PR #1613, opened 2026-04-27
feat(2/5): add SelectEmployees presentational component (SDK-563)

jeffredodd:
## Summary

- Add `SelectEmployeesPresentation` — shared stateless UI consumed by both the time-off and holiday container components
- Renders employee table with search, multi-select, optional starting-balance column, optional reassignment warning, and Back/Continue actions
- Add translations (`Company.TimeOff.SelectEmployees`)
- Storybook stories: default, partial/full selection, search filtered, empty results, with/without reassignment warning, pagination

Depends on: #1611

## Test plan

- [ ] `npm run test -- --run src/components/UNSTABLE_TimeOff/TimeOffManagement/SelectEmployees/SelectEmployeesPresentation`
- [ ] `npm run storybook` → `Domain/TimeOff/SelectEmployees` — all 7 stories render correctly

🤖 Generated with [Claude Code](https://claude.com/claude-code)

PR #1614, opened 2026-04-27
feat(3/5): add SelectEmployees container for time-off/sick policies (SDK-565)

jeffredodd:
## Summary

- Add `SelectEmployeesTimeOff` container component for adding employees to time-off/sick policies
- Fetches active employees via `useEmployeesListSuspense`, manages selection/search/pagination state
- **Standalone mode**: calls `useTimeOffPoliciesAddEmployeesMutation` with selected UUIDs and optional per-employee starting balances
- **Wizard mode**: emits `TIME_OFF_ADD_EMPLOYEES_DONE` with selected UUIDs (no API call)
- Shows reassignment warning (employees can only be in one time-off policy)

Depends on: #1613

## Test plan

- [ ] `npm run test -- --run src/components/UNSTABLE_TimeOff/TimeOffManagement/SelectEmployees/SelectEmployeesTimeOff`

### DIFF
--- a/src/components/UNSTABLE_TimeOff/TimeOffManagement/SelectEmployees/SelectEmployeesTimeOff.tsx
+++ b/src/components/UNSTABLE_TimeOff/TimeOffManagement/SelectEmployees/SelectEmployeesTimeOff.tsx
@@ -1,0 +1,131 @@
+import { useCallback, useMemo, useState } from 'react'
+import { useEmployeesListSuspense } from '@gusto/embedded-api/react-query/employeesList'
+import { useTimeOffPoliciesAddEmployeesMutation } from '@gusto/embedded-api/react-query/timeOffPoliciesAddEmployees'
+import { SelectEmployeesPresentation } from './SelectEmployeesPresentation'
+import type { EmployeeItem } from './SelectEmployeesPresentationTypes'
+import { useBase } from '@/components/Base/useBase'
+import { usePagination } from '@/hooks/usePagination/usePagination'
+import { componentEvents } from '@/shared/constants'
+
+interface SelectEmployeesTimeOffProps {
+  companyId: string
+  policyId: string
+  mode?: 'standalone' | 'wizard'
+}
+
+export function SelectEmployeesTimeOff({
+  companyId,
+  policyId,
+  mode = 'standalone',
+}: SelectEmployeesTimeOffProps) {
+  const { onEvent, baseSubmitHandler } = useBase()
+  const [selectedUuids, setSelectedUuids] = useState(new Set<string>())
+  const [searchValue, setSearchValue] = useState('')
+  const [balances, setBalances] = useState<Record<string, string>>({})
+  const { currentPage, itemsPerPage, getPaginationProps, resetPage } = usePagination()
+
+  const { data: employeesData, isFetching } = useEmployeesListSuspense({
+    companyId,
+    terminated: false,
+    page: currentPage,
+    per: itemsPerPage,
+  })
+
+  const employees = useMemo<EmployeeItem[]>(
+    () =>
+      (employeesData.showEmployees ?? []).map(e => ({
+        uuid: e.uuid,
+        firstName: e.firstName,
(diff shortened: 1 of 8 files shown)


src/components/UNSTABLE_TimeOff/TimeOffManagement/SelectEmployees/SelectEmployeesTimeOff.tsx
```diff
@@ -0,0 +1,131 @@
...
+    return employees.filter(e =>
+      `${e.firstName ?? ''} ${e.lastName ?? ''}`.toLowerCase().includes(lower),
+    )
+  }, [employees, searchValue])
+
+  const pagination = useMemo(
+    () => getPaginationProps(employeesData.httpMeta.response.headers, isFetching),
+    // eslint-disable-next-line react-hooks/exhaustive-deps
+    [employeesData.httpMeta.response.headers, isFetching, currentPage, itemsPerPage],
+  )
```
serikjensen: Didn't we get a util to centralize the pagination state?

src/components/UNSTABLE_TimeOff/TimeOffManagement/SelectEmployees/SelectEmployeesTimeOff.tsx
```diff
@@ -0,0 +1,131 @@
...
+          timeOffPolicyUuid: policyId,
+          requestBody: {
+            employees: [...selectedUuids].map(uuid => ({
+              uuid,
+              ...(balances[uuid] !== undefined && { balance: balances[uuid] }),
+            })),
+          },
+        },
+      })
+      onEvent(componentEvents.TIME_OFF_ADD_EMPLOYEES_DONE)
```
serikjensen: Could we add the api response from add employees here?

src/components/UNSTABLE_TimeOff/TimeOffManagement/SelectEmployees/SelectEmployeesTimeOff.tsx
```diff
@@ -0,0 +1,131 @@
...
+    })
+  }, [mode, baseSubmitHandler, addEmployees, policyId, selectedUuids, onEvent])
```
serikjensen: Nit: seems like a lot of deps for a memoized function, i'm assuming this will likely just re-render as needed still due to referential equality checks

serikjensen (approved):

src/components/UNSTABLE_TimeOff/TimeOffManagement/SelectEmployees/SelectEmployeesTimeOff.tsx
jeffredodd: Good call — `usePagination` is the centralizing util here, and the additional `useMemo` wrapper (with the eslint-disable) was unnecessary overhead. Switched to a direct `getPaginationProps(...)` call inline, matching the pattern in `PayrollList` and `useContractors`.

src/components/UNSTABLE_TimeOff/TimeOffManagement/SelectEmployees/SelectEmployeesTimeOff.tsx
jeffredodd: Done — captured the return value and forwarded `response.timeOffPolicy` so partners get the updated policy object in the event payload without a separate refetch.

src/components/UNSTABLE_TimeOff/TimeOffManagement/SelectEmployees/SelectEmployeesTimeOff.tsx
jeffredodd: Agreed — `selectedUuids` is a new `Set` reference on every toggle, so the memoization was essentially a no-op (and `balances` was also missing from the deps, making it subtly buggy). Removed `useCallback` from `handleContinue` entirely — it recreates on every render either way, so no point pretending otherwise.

## [Prompt]
Set out the entries once more, word for word.

## [Reply to the task]
PR #1613, opened 2026-04-27
feat(2/5): add SelectEmployees presentational component (SDK-563)

jeffredodd:
## Summary

- Add `SelectEmployeesPresentation` — shared stateless UI consumed by both the time-off and holiday container components
- Renders employee table with search, multi-select, optional starting-balance column, optional reassignment warning, and Back/Continue actions
- Add translations (`Company.TimeOff.SelectEmployees`)
- Storybook stories: default, partial/full selection, search filtered, empty results, with/without reassignment warning, pagination

Depends on: #1611

## Test plan

- [ ] `npm run test -- --run src/components/UNSTABLE_TimeOff/TimeOffManagement/SelectEmployees/SelectEmployeesPresentation`
- [ ] `npm run storybook` → `Domain/TimeOff/SelectEmployees` — all 7 stories render correctly

🤖 Generated with [Claude Code](https://claude.com/claude-code)

PR #1614, opened 2026-04-27
feat(3/5): add SelectEmployees container for time-off/sick policies (SDK-565)

jeffredodd:
## Summary

- Add `SelectEmployeesTimeOff` container component for adding employees to time-off/sick policies
- Fetches active employees via `useEmployeesListSuspense`, manages selection/search/pagination state
- **Standalone mode**: calls `useTimeOffPoliciesAddEmployeesMutation` with selected UUIDs and optional per-employee starting balances
- **Wizard mode**: emits `TIME_OFF_ADD_EMPLOYEES_DONE` with selected UUIDs (no API call)
- Shows reassignment warning (employees can only be in one time-off policy)

Depends on: #1613

## Test plan

- [ ] `npm run test -- --run src/components/UNSTABLE_TimeOff/TimeOffManagement/SelectEmployees/SelectEmployeesTimeOff`

### DIFF
--- a/src/components/UNSTABLE_TimeOff/TimeOffManagement/SelectEmployees/SelectEmployeesTimeOff.tsx
+++ b/src/components/UNSTABLE_TimeOff/TimeOffManagement/SelectEmployees/SelectEmployeesTimeOff.tsx
@@ -1,0 +1,131 @@
+import { useCallback, useMemo, useState } from 'react'
+import { useEmployeesListSuspense } from '@gusto/embedded-api/react-query/employeesList'
+import { useTimeOffPoliciesAddEmployeesMutation } from '@gusto/embedded-api/react-query/timeOffPoliciesAddEmployees'
+import { SelectEmployeesPresentation } from './SelectEmployeesPresentation'
+import type { EmployeeItem } from './SelectEmployeesPresentationTypes'
+import { useBase } from '@/components/Base/useBase'
+import { usePagination } from '@/hooks/usePagination/usePagination'
+import { componentEvents } from '@/shared/constants'
+
+interface SelectEmployeesTimeOffProps {
+  companyId: string
+  policyId: string
+  mode?: 'standalone' | 'wizard'
+}
+
+export function SelectEmployeesTimeOff({
+  companyId,
+  policyId,
+  mode = 'standalone',
+}: SelectEmployeesTimeOffProps) {
+  const { onEvent, baseSubmitHandler } = useBase()
+  const [selectedUuids, setSelectedUuids] = useState(new Set<string>())
+  const [searchValue, setSearchValue] = useState('')
+  const [balances, setBalances] = useState<Record<string, string>>({})
+  const { currentPage, itemsPerPage, getPaginationProps, resetPage } = usePagination()
+
+  const { data: employeesData, isFetching } = useEmployeesListSuspense({
+    companyId,
+    terminated: false,
+    page: currentPage,
+    per: itemsPerPage,
+  })
+
+  const employees = useMemo<EmployeeItem[]>(
+    () =>
+      (employeesData.showEmployees ?? []).map(e => ({
+        uuid: e.uuid,
+        firstName: e.firstName,
(diff shortened: 1 of 8 files shown)


src/components/UNSTABLE_TimeOff/TimeOffManagement/SelectEmployees/SelectEmployeesTimeOff.tsx
```diff
@@ -0,0 +1,131 @@
...
+    return employees.filter(e =>
+      `${e.firstName ?? ''} ${e.lastName ?? ''}`.toLowerCase().includes(lower),
+    )
+  }, [employees, searchValue])
+
+  const pagination = useMemo(
+    () => getPaginationProps(employeesData.httpMeta.response.headers, isFetching),
+    // eslint-disable-next-line react-hooks/exhaustive-deps
+    [employeesData.httpMeta.response.headers, isFetching, currentPage, itemsPerPage],
+  )
```
serikjensen: Didn't we get a util to centralize the pagination state?

src/components/UNSTABLE_TimeOff/TimeOffManagement/SelectEmployees/SelectEmployeesTimeOff.tsx
```diff
@@ -0,0 +1,131 @@
...
+          timeOffPolicyUuid: policyId,
+          requestBody: {
+            employees: [...selectedUuids].map(uuid => ({
+              uuid,
+              ...(balances[uuid] !== undefined && { balance: balances[uuid] }),
+            })),
+          },
+        },
+      })
+      onEvent(componentEvents.TIME_OFF_ADD_EMPLOYEES_DONE)
```
serikjensen: Could we add the api response from add employees here?

src/components/UNSTABLE_TimeOff/TimeOffManagement/SelectEmployees/SelectEmployeesTimeOff.tsx
```diff
@@ -0,0 +1,131 @@
...
+    })
+  }, [mode, baseSubmitHandler, addEmployees, policyId, selectedUuids, onEvent])
```
serikjensen: Nit: seems like a lot of deps for a memoized function, i'm assuming this will likely just re-render as needed still due to referential equality checks

serikjensen (approved):

src/components/UNSTABLE_TimeOff/TimeOffManagement/SelectEmployees/SelectEmployeesTimeOff.tsx
jeffredodd: Good call — `usePagination` is the centralizing util here, and the additional `useMemo` wrapper (with the eslint-disable) was unnecessary overhead. Switched to a direct `getPaginationProps(...)` call inline, matching the pattern in `PayrollList` and `useContractors`.

src/components/UNSTABLE_TimeOff/TimeOffManagement/SelectEmployees/SelectEmployeesTimeOff.tsx
jeffredodd: Done — captured the return value and forwarded `response.timeOffPolicy` so partners get the updated policy object in the event payload without a separate refetch.

src/components/UNSTABLE_TimeOff/TimeOffManagement/SelectEmployees/SelectEmployeesTimeOff.tsx
jeffredodd: Agreed — `selectedUuids` is a new `Set` reference on every toggle, so the memoization was essentially a no-op (and `balances` was also missing from the deps, making it subtly buggy). Removed `useCallback` from `handleContinue` entirely — it recreates on every render either way, so no point pretending otherwise.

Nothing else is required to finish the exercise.